SceneCraft: An LLM Agent for Synthesizing 3D Scene as Blender Code

Author: VRAMrod
Published: 3/9/2024, 3:44:40 PM
Category: Research

Agent that converts textual descriptions into Blender code for creating 3D scenes, employing a dual-loop self-improving pipeline and leveraging LLMs

arxiv.org

https://arxiv.org/abs/2403.01248

SceneCraft is an innovative agent designed to streamline the process of converting textual descriptions into executable Blender code for rendering visually cohesive and contextually accurate 3D scenes. This task demands a nuanced understanding of spatial and semantic relationships, which remains a challenge for current large language models (LLMs). SceneCraft leverages a state-of-the-art multimodal LLM, GPT-4V, and professional rendering software, Blender, to achieve its goal.

The method employed by SceneCraft involves several key components. Firstly, it utilizes an LLM to generate a list of asset names and descriptions based on the input text query. These assets are retrieved from a large repository of 3D objects using a CLIP-based retriever. The scene is then decomposed into a set of sub-scenes, each containing a title, a list of asset names, and a sub-scene description. This decomposition guides the subsequent scene optimization.

SceneCraft's relies on a dual-loop self-improving pipeline for its functionality. In the outer loop, the agent plans a scene graph for each sub-scene and writes code and arguments for the scene. In the inner loop, a constraint-based search is performed, followed by rendering, critique, and revision. The agent stores function updates for each relation per question and updates the library with these functions. The library learning process involves reviewing gradual changes in the functions, detecting common patterns, and merging these changes into the global skill library.

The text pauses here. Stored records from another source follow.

PR #801, opened 2020-12-18
Make parent_manifest field not required in queue message

zhill:
Images that don't have a parent manifest aren't analyzing in the 0.9.0-dev branch properly, due to failure to parse the queue message on the analyzer. This is caused by an over-restrictive schema that requires parent_manifest to be present.

This fix relaxes that and adds unit tests for the parsing.


nightfurys (approved):
lgtm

Most remarkable about SceneCraft is its ability to autonomously generate Python code, translating spatial relations within scenes into precise numerical constraints. This approach goes beyond existing systems that depend on predefined templates and rules, as well as those that are restricted by available 3D scene data. SceneCraft's focus on learning general spatial planning skills from a small number of synthetic queries sets it apart from previous works in the domain of 3D scene generation.